Puts a new twist on taking the car for a spin... Eh?


----------



## kaixixang (Jul 16, 2012)

wordancer said:


> Puts a new twist on taking the car for a spin... Eh?


No ice on the roads, YET! But you're decidedly in the Halloween mood. :sm23: :sm23: :sm23:


----------



## mama879 (Jan 27, 2011)

wordancer said:


> Puts a new twist on taking the car for a spin... Eh?


Very cute. thanks for the giggle this morning.


----------



## mama879 (Jan 27, 2011)

OK ladies I work on a school bus I do not take part of this when I drive. Not to safe Ya think. lol lol I do have a little time off between my am, midday and pm runs some times I stay in the parking lot eat and do some fiber junky things. It could be up to an hour of time but that time goes fast when you are having fun.


----------



## JuneB (Oct 10, 2014)

No idle mind and hands there.I m never without a project of some sorts . Spindles are nice when you can t take a wheel.


----------



## lovey (Nov 11, 2011)

:sm24:


----------



## a fool for fiber (Nov 18, 2014)

hahahaha!


----------



## amoamarone (Feb 21, 2015)

Have you tried a Turkish spindle? I like mine much better than the type you show, which is what I started on. I got a 3D printed Turkish spindle on etsy. I think it was $15 and spins like a dream and you have a ball of yarn already wound when you are done! You can pick your own colors too. 

My puppy thinks it is a swell toy, but I don't advise using it for that. ;-p


----------



## Cdambro (Dec 30, 2013)

amoamarone said:


> Have you tried a Turkish spindle? I like mine much better than the type you show, which is what I started on. I got a 3D printed Turkish spindle on etsy. I think it was $15 and spins like a dream and you have a ball of yarn already wound when you are done! You can pick your own colors too.
> 
> My puppy thinks it is a swell toy, but I don't advise using it for that. ;-p


I like those spindles....yours is pretty. I am wondering how you then ply? Do you spin 2 balls and ply on the same spindle? I saw a girl at Ringoes and she was spinning and then Navaho plying what she spun and then when it was wound on the spindle, it was cpmplete. I wish I had made a video of her doing that.


----------



## amoamarone (Feb 21, 2015)

Cdambro said:


> I like those spindles....yours is pretty. I am wondering how you then ply? Do you spin 2 balls and ply on the same spindle? I saw a girl at Ringoes and she was spinning and then Navaho plying what she spun and then when it was wound on the spindle, it was cpmplete. I wish I had made a video of her doing that.


Ha!
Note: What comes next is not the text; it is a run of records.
Issue #8849, opened 2019-02-06
WARN  KQueueEventLoop - events[[1, 88, -1]]=[[1, 88, -1], {}] had no channel!


amizurov:
### Expected behavior
No warning ``2019-02-06 23:05:16.068 [KQueueEventLoopGroup-2-2] WARN  i.n.channel.kqueue.KQueueEventLoop - events[[1, 88, -1]]=[[1, 88, -1], {}] had no channel!``
### Actual behavior
Unexpected warning when client application kill -9 or reset peer
``2019-02-06 23:05:16.068 [KQueueEventLoopGroup-2-2] WARN  i.n.channel.kqueue.KQueueEventLoop - events[[1, 88, -1]]=[[1, 88, -1], {}] had no channel!``

Not received reset peer exception in ``exceptionCaught(ChannelHandlerContext ctx, Throwable cause)``
when interrupt client socket
### Steps to reproduce
Run snippet code below and kill client

### Minimal yet complete reproducer code (or URL to code)

public class ClientKQueue {

    public static void main(String[] args) throws Exception {
        Bootstrap clientBootstrap = new Bootstrap()
            .channel(KQueueSocketChannel.class).group(new KQueueEventLoopGroup())
            .handler(new ChannelInboundHandlerAdapter());
        Channel channel = clientBootstrap.connect("localhost", 8080).awaitUninterruptibly().channel();

        channel.closeFuture().awaitUninterruptibly();
    }
}

public class ServerKQueue {

    public static void main(String[] args) {
        ServerBootstrap serverBootstrap = new ServerBootstrap()
            .channel(KQueueServerSocketChannel.class).group(new KQueueEventLoopGroup())
            .childHandler(new ChannelInitializer() {

                @Override
                protected void initChannel(Channel ch) throws Exception {
                    ch.pipeline()
                        .addLast(new ChannelInboundHandlerAdapter() {

                            @Override
                            public void exceptionCaught(ChannelHandlerContext ctx, Throwable cause) throws Exception {
                                System.out.println(cause.getMessage());
                            }
                        });
                }
            });

        Channel channel = serverBootstrap.bind(8080).awaitUninterruptibly().channel();
        channel.closeFuture().awaitUninterruptibly();
    }
}

### Netty version
4.1.33

### JVM version (e.g. `java -version`)
java version "1.8.0_181"
Java(TM) SE Runtime Environment (build 1.8.0_181-b13)
[...]

PR #8881, opened 2019-02-22
Don't deregister Channel as part of closing it when using native kque…

normanmaurer:
…ue transport

Motivation:

In https://github.com/netty/netty/pull/8665 we changed how we handle the registration of Channels to KQueue but missed to removed some code which would deregister the Channel before it actual closed the underlying socket. This could lead to have events triggered still while not have a mapping to the Channel anymore.

Modifications:

Remove deregister call during socket closure.

Result:

Fixes https://github.com/netty/netty/issues/8849.


normanmaurer:
This was reported to fix the issue of @kachayev and @amizurov so let me merge this as it is just code removal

I haven't gotten that far, but I think what you suggest is how I would go. Or, I could ply on my wheel.


----------



## Cdambro (Dec 30, 2013)

amoamarone said:


> Ha! I haven't gotten that far, but I think what you suggest is how I would go. Or, I could ply on my wheel.


However you go, it will be beautiful.


----------



## desireeross (Jun 2, 2013)

I should dig out my spindles. Since I bought my wheel they've been shelved. They're great for the car


----------



## Silverpeep (May 3, 2016)

Very nice. I was unable to master the drop spindle.


----------